◆ Task description:
Run through the records and, wherever a line holds the word "kauff", return that line.

[Dataset entries]
--------------------------------------------------

PR #4756, opened 2021-03-22
[DO NOT MERGE] Memecache POC

indytechcook:
This change is [Reviewable](https://reviewable.io/reviews/department-of-veterans-affairs/va.gov-cms/4756)

### DIFF
--- a/docroot/sites/default/settings.php
+++ b/docroot/sites/default/settings.php
@@ -57,11 +57,16 @@ $settings['hash_salt'] = 'HJwuroKYGPRzhRHXnWR7H38RkH9rOkJ0WP8C5qD_pRStai8zvFX655
  * TRUE back to a FALSE!
  */
 $settings['update_free_access'] = FALSE;
+$env_type = getenv('CMS_ENVIRONMENT_TYPE') ?: 'ci';
 
 /**
  * Load services definition file.
  */
 $settings['container_yamls'][] = $app_root . '/' . $site_path . '/../default/services.yml';
+// Environment specific services
+if (file_exists($app_root . '/' . $site_path . '/services/services.' . $env_type . '.yml')) {
+  $settings['container_yamls'][] = $app_root . '/' . $site_path . '/services/services.' . $env_type . '.yml';
+}
 
 /**
  * The default list of directories that will be ignored by Drupal's file API.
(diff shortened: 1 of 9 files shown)


docroot/sites/default/settings.php
```diff
@@ -57,11 +57,16 @@
...
+$env_type = getenv('CMS_ENVIRONMENT_TYPE') ?: 'ci';
 
 /**
  * Load services definition file.
  */
 $settings['container_yamls'][] = $app_root . '/' . $site_path . '/../default/services.yml';
+// Environment specific services
+if (file_exists($app_root . '/' . $site_path . '/services/services.' . $env_type . '.yml')) {
+  $settings['container_yamls'][] = $app_root . '/' . $site_path . '/services/services.' . $env_type . '.yml';
+}
```
ndouglas, line 69: was actually thinking about doing this for non-memcached-related reasons so we could debug themes, etc easier

indytechcook: I'm not 100% about the exact pattern, I did something different here: https://github.com/department-of-veterans-affairs/va.gov-cms/commit/9f8f0e3f7efb55339db2b60b0e059334164604ab

Thoughts?

I was also thinking about a feature flag model where settings and/or services files are included based upon env variable like `CMS_CACHE_ENABLED`  This would make it easier to turn it on/off locally for testing.

ndouglas: I like the path pattern.  Changing environment variables sounds kinda irritating to me -- that'd require a restart of the PHP container in addition to clearing the caches, wouldn't it?

IMHO something like (untested):

```php
$services_dir = $app_root . '/' . $site_path . '/services';
$env_base = 'services.' . $env_type;

// services.lando.yml
$env_services = $services_dir . '/' . $env_base . '.yml';
if (file_exists($env_services)) {
  $settings['container_yamls'][] = $env_services;
}

// services.lando.local.yml
$env_local_services = $services_dir . '/' . $env_base . '.local.yml'; 
if (file_exists($env_local_services)) {
  $settings['container_yamls'][] = $env_local_services;
}
```

The most useful pattern for me personally would be to copy a `services.lando.yml` file to `services.lando.local.yml` post-install, and then have Lando commands that use `yq` or something to modify those settings in that local file and then clear caches as appropriate.  That way we can maintain sane defaults on a projectwide level but allow local modifications pretty easily.  Whenever I have to do Twig templating or something like that, I do `lando local-services "twig.config.debug: true"` or something like that.

I don't mess with services.yml all that much, but when I do I miss functionality like this.

indytechcook:
This doesn't quite work on tugboat yet but it does work on lando.

indytechcook:
The POC is complete.

Issue #4295, opened 2021-02-11
Upgrade Views Bulk Edit


oksana-c:
https://www.drupal.org/project/views_bulk_edit

minor version jump from 8.x-2.4 to 8.x-2.5

## Acceptance Criteria
- [ ] module is upgraded
- [ ] no regression in functionality - /admin/content/bulk Bulk Field Edit Action are executed without errors

PR #4770, opened 2021-03-22
VACMS-4296: update vbo

acrollet:
## Description

See #4296 

## Testing done

Manual testing of VBO views

## QA steps

As a user with the content admin role
1. Verify that:
- [ ] VBO views display the same available actions as on prod
- [ ]  /admin/content/bulk Bulk Actions are executed without errors
- [ ] overrides work correctly on /admin/content/facility-status (select a facility, click "Update operating status", confirm that only the Status/Details fields are shown)

### Definition of Done

- [ ] Documentation has been updated, if applicable.
- [ ] Tests have been added if necessary.
- [ ] Automated tests have passed.
- [ ] Code Quality Tests have passed.
- [ ] Acceptance Criteria in related issue are met.
- [ ] Manual Code Review Approved.

### Select Team for PR review

- [x] `Core Application Team`
- [x] `Product Support Team`

### Is this PR blocked by another PR?

- [ ] `DO NOT MERGE`

### Does this PR need review from a Product Owner

- [ ] `Needs PO review`

### CMS user-facing annoucement

Is an announcement needed to let editors know of this change? 
- [ ] Yes, and it's written in issue ____ and queued for publication. 
  - [ ] Merge and ping @ rachel-kauff so she's ready to publish after deployment
- [ ] Yes, but it hasn't yet been written 
  - [ ] Don't merge yet -- ping @ rachel-kauff to prompt her to write and queue content
- [x] No announcement is needed for this code change. 
  - [ ] Merge & carry on unburdened by announcements

PR #4779, opened 2021-03-23
VACMS-4295: Upgrade views_bulk_edit, apply paragraphs patch.

ndouglas:
## Description

See #4295.  This turned out to be an adventure because my cable modem is (I think) overheating wildly and causing my internet connection to drop pretty frequently, so everything took about six times longer than it should've.

I encountered the following error when creating services on facilities:

Screen Shot 2021-03-23 at 2 40 06 PM

I've encountered this issue before with `paragraphs`, but checked and found that it had been reported for `views_bulk_edit` @ 2.4 already, and the module maintainer had tracked it down and determined that it was `paragraphs`.  It's a longstanding issue and has a relatively up-to-date patch, so I installed it and confirmed that it fixed the issue:

Screen Shot 2021-03-23 at 2 37 26 PM

But why didn't this issue appear in 2.4?  I tested on staging and I couldn't trigger the bug.  However, it appears that I wasn't actually adding any paragraphs either!  I haven't dug too deeply to see whether it was just failing silently or if there's a more complicated defect conspiring against me.

Anyway, this seems to work now.  Possibly for the first time.

## Testing done
Clicked around and updated various fields on multiple items of different types.

## QA steps

As a developer:
1. Validate Acceptance Criteria from issue #4295:
- [ ] module is upgraded
- [ ] no regression in functionality - /admin/content/bulk Bulk Field Edit Action are executed without errors

### Definition of Done

### Select Team for PR review

- [x] `Core Application Team`
- [ ] `Product Support Team`

- [ ] `DO NOT MERGE`

- [ ] `Needs PO review`


acrollet:
So I'm trying to test this... I selected a couple of Q&A nodes, chose the "Need more help?" field, and selected the "VA burial benefits and memorial items" hub. Clicking "Apply" was a no-op, checked the js console and I see:

```
An invalid form control with name='node[q_a][field_related_information][0][subform][field_link][0][uri]' is not focusable.
An invalid form control with name='node[q_a][field_related_information][0][subform][field_link][0][title]' is not focusable.
```

I'm not sure if this is an interaction with our custom js or another one with the vbe/paragraphs interface. More broadly, I don't know that this is worth spending effort on - I just checked staging and see the same error. @oksana-c what is the main use-case for this page, do we need to be trying to chase down every possibility?

ndouglas:
That reminds me of the optional/hidden field issues that Kaise had to suffer through at some point, though that's just my 🕷️ sense tingling and not actually based on any rational thought on my part.  I'll poke around with the same field and see if I can figure out a root cause -- seems like it's worth opening a followup issue for if nothing else.

acrollet:
That makes sense to me, this PR seems good and I don't want to hold it up, but I'd also like to test a real-world use case if we know one.

ndouglas:
Also see this when modifying Q&A (but not the other types I tried 😩 ) `Notice: Undefined index: base_form_id in va_gov_backend_field_widget_moderation_state_default_form_alter() (line 562 of modules/custom/va_gov_backend/va_gov_backend.module).`

I think the PR I was thinking of was [this one](https://github.com/department-of-veterans-affairs/va.gov-cms/commit/7e78cdaccfcca71aeb4890c8da12083d7f8984c8) which definitely seems related.

```php

  // Add states + custom validation if the Standalone Page field is present.
  if (isset($form['field_standalone_page'])) {
    $form['field_primary_category']['widget']['#states']['required']['input[id="edit-field-standalone-page-value"]'] = ['checked' => TRUE];
    $form['field_tags']['widget'][0]['subform']['field_topics']['#states']['required']['input[id="edit-field-standalone-page-value"]'] = ['checked' => TRUE];

    // Change field uri widget to optional.
    $form['field_related_information']['widget'][0]['subform']['field_link']['widget'][0]['uri']['#required'] = FALSE;
```

So yeah, I guess it should be set optional in this context too.

acrollet:
FWIW I'm pretty sure I have that warning fixed in another PR

ndouglas:
That doesn't surprise me 😂

acrollet:
yeah, here: https://github.com/department-of-veterans-affairs/va.gov-cms/pull/4770/commits/54189c93eb4e4a9b6e7e80f2d640166674e222fd - it was reverted yesterday tho because of the periodic tasks issue, looking at that now...

acrollet:
I see another js error when attempting to edit the event description field on event nodes:

```
An invalid form control with name='node[event][field_address][0][address][address_line1]' is not focusable.
An invalid form control with name='node[event][field_address][0][address][locality]' is not focusable.
An invalid form control with name='node[event][field_address][0][address][administrative_area]' is not focusable.
```

However this error also exists on staging, so it does not represent a regression and I don't think we should hold this PR on it. I added this case to #4796 

I was able to successfully modify field values on benefits detail pages, so the core functionality of this PR works.

acrollet (approved):
Approved pending tests, I think the current failure is a flicker.

PR #4788, opened 2021-03-24
[DO NOT MERGE] Redis POC

indytechcook:
This change is [Reviewable](https://reviewable.io/reviews/department-of-veterans-affairs/va.gov-cms/4788)


indytechcook:
Deleting since we are going to go with memecache for now.

Issue #4513, opened 2021-03-02
Make VHA service description plain text


kevwalsh:
### User Story or Problem Statement

VHA service taxonomy has a rich text Description field driven by the core taxonomy module. It should be plain text, to prevent editors from adding markup. 

Some background on a [drupal core issue](https://www.drupal.org/project/drupal/issues/569434) related to removing this field altogether

FE issue may be required when/if this changes to plain text.

### Affected users and stakeholders

* Editors of VHA services
* FE team 

## Possible implementations 

1. Change existing field
2. Migrate to new field and deprecate old one

Consideration
- an approach that may be useful for other vocabularies (do others face a similar problem with core taxonomy desription field?)

PR #4801, opened 2021-03-24
VACMS-4513: Disallow wysiwyg on core tax description field.

ethanteague:
## Description
See #4513

## Testing done
Visual / behat

## Screenshots
image

## QA steps

As an administrator, go to `taxonomy/term/94/edit` and visually verify that wysiwyg is no longer attached to description field.

### Definition of Done

### Select Team for PR review

- [ ] `Core Application Team`
- [x] `Product Support Team`

- [ ] `DO NOT MERGE`

- [ ] `Needs PO review`


kevwalsh (commented):
I'm wondering 

1. What may need to happen on vets-website before this gets merged (if anything)
2. What happens to the existing html tags in this field (like in that screenshot). Do we need a script to rip them out?

ethanteague:
> I'm wondering
> 
> 1. What may need to happen on vets-website before this gets merged (if anything)
> 2. What happens to the existing html tags in this field (like in that screenshot). Do we need a script to rip them out?

@kevwalsh 
1) The structure of the field is not changing (at least not the way it is fetched via graphql), so nothing to change on the frontend.
2) I don't think we need to strip out the p tags (it won't cause a ruckus in the build). I think we can let the user decide if they want to remove them. That said, it wouldn't be a big deal to do a strip_tags() on the field (just don't think it's necessary).

kevwalsh:
@ethanteague Will editors need to add `<p>` tags to get line breaks?

ethanteague:
> @ethanteague Will editors need to add `<p>` tags to get line breaks?

Nope, @kevwalsh

kevwalsh:
Per zoom: I think we want to consider stripping html from these (all `<p>` tags i believe) to reduce confusion for editors. I also want to manually QA that text breaks will make their way all to the FE. 

@swirtSJW

swirtSJW:
@kevwalsh @ethanteague    Yah I think, as it is, we are creating the same kind of situation that we had with the old description field that allowed html as plain text.   IF we are opposed to html then we should run it through the plain text filter.   Otherwise people could put html in that is not being cleaned up by the wysiwYg and create bigger issues.

swirtSJW (approved):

--------------------------------------------------

◆ Solution to this problem:
  - [ ] Merge and ping @ rachel-kauff so she's ready to publish after deployment
  - [ ] Don't merge yet -- ping @ rachel-kauff to prompt her to write and queue content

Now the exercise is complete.